I'm trying to compute the partial derivative for ($x = $PX) where ($P$) is a Projection Matrix and $X$ is the World Space coordinates and $x$ is the image space coordinates. We have $$ {p_{3,4} = \begin{pmatrix}a_{11}&a_{12}&a_{13}&a_{14}\\ a_{21}&a_{22}&a_{23}&a_{24}\\ a_{31}&a_{32}&a_{33}&a_{34}\end{pmatrix}}, \\ x = {a_{11} . X + a_{12} . Y +a_{13} . Z +a_{14} . 1 \over a_{31} . X + a_{32} . Y +a_{33} . Z +a_{34} . 1}, \\ y = {a_{21} . X + a_{22} . Y +a_{23} . Z +a_{24} . 1 \over a_{31} . X + a_{32} . Y +a_{33} . Z +a_{34} . 1},$$ We want: $$ {∂x\over ∂X} ,{∂x\over ∂Y}, {∂x\over ∂Z}, {∂y\over ∂X} ,{∂y\over ∂Y} ,{∂y\over ∂Z}$$ I started with the first one but I'm not sure if it is correct or not: $$({a_{11} \over {a_{11} . X + a_{12} . Y +a_{13} . Z +a_{14} . 1}} - {{a_{31}} \over {a_{31} . X + a_{32} . Y +a_{33} . Z +a_{34}}}) . x$$
Plz, correct me if I'm wrong(Sorry, I'm so bad at math).
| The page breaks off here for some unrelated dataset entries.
PR #285, opened 2020-01-07
Keep order of containers and images

### LINKED ISSUE #222: Sort images and containers by name and by user
We want images and containers to be ordered by name and also grouped by user.
Now it is almost like that, until some container updates, in which case may no longer be grouped with other containers of the same user.

marusak:
Both images and containers need to be grouped by the user. And each
group needs to be ordered by names.
Before this commit, if you would create new container or download a new
image, it would be appended at the bottom of the list. Also there was no
given order of which group (if system or user) would be first.

I decided to show user images above system ones and the same with
containers.

Fixes #222

### DIFF
--- a/src/Images.jsx
+++ b/src/Images.jsx
@@ -225,6 +225,20 @@ class Images extends React.Component {
                     return false;
                 });
         }
+
+        filtered.sort((a, b) => {
+            // User images are in front of system ones
+            if (this.props.images[a].isSystem !== this.props.images[b].isSystem)
+                return this.props.images[a].isSystem ? 1 : -1;
+            const name_a = this.props.images[a].repoTags ? this.props.images[a].repoTags[0] : "";
+            const name_b = this.props.images[b].repoTags ? this.props.images[b].repoTags[0] : "";
+            if (name_a === "")
+                return 1;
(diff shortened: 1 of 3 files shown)


src/Images.jsx
```diff
@@ -225,6 +225,16 @@ class Images extends React.Component {
...
                 });
         }
+
+        filtered.sort((a, b) => {
+            // User images are in front of system ones
+            if (this.props.images[a].isSystem !== this.props.images[b].isSystem)
+                return this.props.images[a].isSystem ? 1 : -1;
+            const name_a = this.props.images[a].repoTags ? this.props.images[a].repoTags[0] : "";
+            const name_b = this.props.images[b].repoTags ? this.props.images[b].repoTags[0] : "";
+            return name_a > name_b ? 1 : -1;
```
martinpitt: Nitpick: This will sort images without tags before images with a tag, which feels kind of backwards -- the tagged ones are the important ones, the untagged ones are usually just some intermediate layer noise.

marusak: Great point! I've fixed this. Also I plan to hide these images by default, but need to talk to @andreasn about some usable design.

PR #289, opened 2020-01-10
Fix default and minimum value for CPU Shares

### LINKED ISSUE #287: Minimum cpu-shares is 2
We enable to go down to 0, which is invalid. The minimum value is 2.
I am opening issue, since the default is also 1024 and not 0 as we have not set up, but podman behaves a bit differently - see https://github.com/containers/libpod/issues/4822 for discussion.
Once this discussion is resolved, I'll fix both of these issues in our code.

marusak:
Minimum value is 2.
Default value is 1024. We still test that if we don't set it up, it is
0, but for that see https://github.com/containers/libpod/issues/4822

Fixes #287

### DIFF
--- a/src/ImageRunModal.jsx
+++ b/src/ImageRunModal.jsx
@@ -205,7 +205,7 @@ export class ImageRunModal extends React.Component {
             publish: [],
             image: props.image,
             memory: 512,
-            cpuShares: 0,
+            cpuShares: "",
             memoryConfigure: false,
             cpuSharesConfigure: false,
             memoryUnit: 'MiB',
@@ -230,7 +230,7 @@ export class ImageRunModal extends React.Component {
             const memorySize = this.state.memory * (1024 ** units[this.state.memoryUnit].base1024Exponent);
             createConfig.memory = memorySize.toString();
         }
-        if (this.state.cpuSharesConfigure) {
+        if (this.state.cpuSharesConfigure && this.state.cpuShares !== "") {
             createConfig.cpuShares = this.state.cpuShares;
         }
         if (this.state.hasTTY)
@@ -352,9 +352,9 @@ export class ImageRunModal extends React.Component {
                                    type='number'
                                    value={dialogValues.cpuShares}
                                    step={1}
-                                   min={0}
+                                   min={2}
                                    disabled={!this.state.cpuSharesConfigure}
-                                   onChange={e => this.onValueChanged('cpuShares', parseInt(e.target.value))} />
+                                   onChange={e => this.onValueChanged('cpuShares', e.target.value === "" ? "" : parseInt(e.target.value))} />
                         </div>
                     </>
                 }
--- a/test/check-application
+++ b/test/check-application
@@ -710,7 +710,7 @@ class TestApplication(testlib.MachineCase):
         if auth:
             b.set_checked("#run-image-dialog-cpu-priority-checkbox", True)
             b.wait_present("#run-image-dialog-cpu-priority-checkbox:checked")
-            b.wait_present('div.modal-body label:contains("CPU Shares") + div.form-inline > input[value="0"]')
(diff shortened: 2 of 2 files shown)


src/ImageRunModal.jsx
```diff
@@ -205,7 +205,7 @@ export class ImageRunModal extends React.Component {
             publish: [],
             image: props.image,
             memory: 512,
-            cpuShares: 0,
+            cpuShares: 1024,
```
martinpitt: Admitteldy I don't like hardcoding this default very much, but of course the UI needs to know what to set the value to once you enable CPU shares. But given that "0" means "use the internal default", not literally "zero shares", could we just continue to interpret it that way? I. e. with "0" the setting would just appear disabled?

src/ImageRunModal.jsx
```diff
@@ -352,7 +352,7 @@ export class ImageRunModal extends React.Component {
                                    type='number'
                                    value={dialogValues.cpuShares}
                                    step={1}
-                                   min={0}
+                                   min={2}
```
martinpitt: 2 seems so arbitrary.. If we allow a container to have that little CPU share (0.2% of the CPU), then we may just as well cap it to 1. Unless we keep 0 as "default value", aka. "don't explicitly set it"?

src/ImageRunModal.jsx
marusak: I don't think that 0 means that. 0 is not defined anywhere what it mean, and seems that `podman inspects` shows 0 wrongly.
If we don't want 1024, then I would rather suggest not having any value.

src/ImageRunModal.jsx
marusak: `cpu-shares` is relative weight. So I you set up one with `2` and the other one with `4`, it is the same as `512` and `1024`.
```To modify the proportion from the default of 1024, use the --cpu-shares flag to set the weighting to 2 or higher.```

martinpitt: I  see -- I thought it was not just between containers, but between *all* processes in the system. If it's the former, how does the collective set of containers get prioritized to non-container processes?

marusak: from `man podman-run`:

> By  default,  all  containers  get the same proportion of CPU cycles. This proportion can be modified by changing the container's CPU share weighting **relative to the weighting of all other running containers**.



> how does the collective set of containers get prioritized to non-container processes?

I am not the right person to respond to that

martinpitt: With 

    cat /dev/urandom >/dev/null
    sudo podman run --cpu-shares=1024 -it --rm busybox sh -ec 'cat /dev/urandom >/dev/null'

the container cat process uses 25% total CPU (i. e. one of the four cores), in other words, it gets the maximum CPU amount possible. It's excactly the same with `--cpu-shares=2`, so it seems this is indeed only relative to other containers. But two podman run instances with shares 2 and 10 respectively, still both cats get 100% on their individual CPUs, and use up 50% of the CPU in total, though.

So I'm not sure how to even demonstrate the effect of that..

martinpitt: Anyway, closing this thread as the "2" is documented in the podman docs.

src/ImageRunModal.jsx
martinpitt: Right, if it works with `null` and then just not gets passed, that'd be even better of course -- we leave it as internal podman default then.

marusak: Ok, so I dropped the default value.
Forgot to change the commit message, but I'll update that on marging.

marusak:
> Thanks! "2" instead of "null" is so that it gets along with the input element, I suppose?

Yeah, we could either have no check for minimum value or check for specific value. And it is always the best approach to have native elements doing as much work as possible - rather than we would manually check if the value is `>= 2`.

Thanks in advance.
Turning the discussion in the comments into an answer, each of the partial derivatives is a straightforward application of the quotient rule for derivatives. Once you’ve done one, you can probably figure out the pattern for the other five.
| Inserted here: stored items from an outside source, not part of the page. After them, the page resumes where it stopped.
PR #292, opened 2020-01-14
Adjust to new commit API

marusak:


src/app.jsx
```diff
@@ -50,6 +50,7 @@ class Application extends React.Component {
             dropDownValue: 'Everything',
             notifications: [],
             showStartService: true,
+            version: '1.3.0',
```
martinpitt: This looks very arbitrary. Could it default to `null,` or at least 0.0.0?

src/util.js
```diff
@@ -244,3 +244,20 @@ export function unquote_cmdline(text) {
 
     return words;
 }
+
+/*
+ * Return true if first argument is newer or equal version than the second argument.
+ * Both arguments are required to be strings, semver, wher delimiter is '.'.
```
martinpitt: it's not fully semver; let's just say "x.y.z"?

src/util.js
```diff
@@ -244,3 +244,20 @@ export function unquote_cmdline(text) {
...
+ */
+export function isVersionNewerOrEqual(v1, v2) {
```
martinpitt: FTR, a standard comparison function returns -1, 0, or 1. Like cockpit's `compare_versions()` in pkg/storaged/utils.js.

It's ok like that, but just in case you want to keep the code in sync.

src/ContainerCommitModal.jsx
```diff
@@ -79,8 +81,17 @@ class ContainerCommitModal extends React.Component {
...
 
         commitData.changes = [];
-        const cmdData = "CMD=" + cmdStr;
-        commitData.changes.push(cmdData);
+        if (this.state.command.trim() !== "") {
+            let cmdData = "";
+            if (utils.isVersionNewerOrEqual(this.props.version, "1.7.0")) {
+                const words = utils.unquote_cmdline(this.state.command.trim());
+                const cmdStr = words.map(quote).join(", ");
+                cmdData = "CMD [" + cmdStr + "]";
```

You can reduce the clutter a bit and find all of the partial derivatives “in bulk” by instead computing the Jacobian matrix of this map, the elements of which are all of the partial derivatives that you seek. An easy way to do this is to decompose it into the composition $f\circ g$ of $g:\mathbf X\mapsto P\mathbf X$ and the dehomogenizing function $f:(x,y,w)^T\mapsto(x/w,y/w)^T$ and apply the chain rule. Writing $P=[M\mid\mathbf p_4]$, the Jacobian matrix of $g$ is simply $M$, while the Jacobian matrix of $f$ is easily found to be $$\begin{bmatrix}\frac1w&0&-\frac x{w^2} \\ 0&\frac1w&-\frac y{w^2}\end{bmatrix}.$$ Their product is $$\begin{bmatrix}\frac1w&0&-\frac x{w^2} \\ 0&\frac1w&-\frac y{w^2}\end{bmatrix} \begin{bmatrix} a_{11}&a_{12}&a_{13} \\ a_{21}&a_{22}&a_{23} \\ a_{31}&a_{32}&a_{33} \end{bmatrix} = \begin{bmatrix} {a_{11}w-a_{31}x \over w^2} & {a_{12}w-a_{32}x \over w^2} & {a_{13}w-a_{33}x \over w^2} \\ {a_{21}w-a_{31}y \over w^2} & {a_{22}w-a_{32}y \over w^2} & {a_{23}w-a_{33}y \over w^2}\end{bmatrix}.$$ Substitute the elements $(x,y,w)^T$ of $P\mathbf X$ into this matrix to complete the calculation.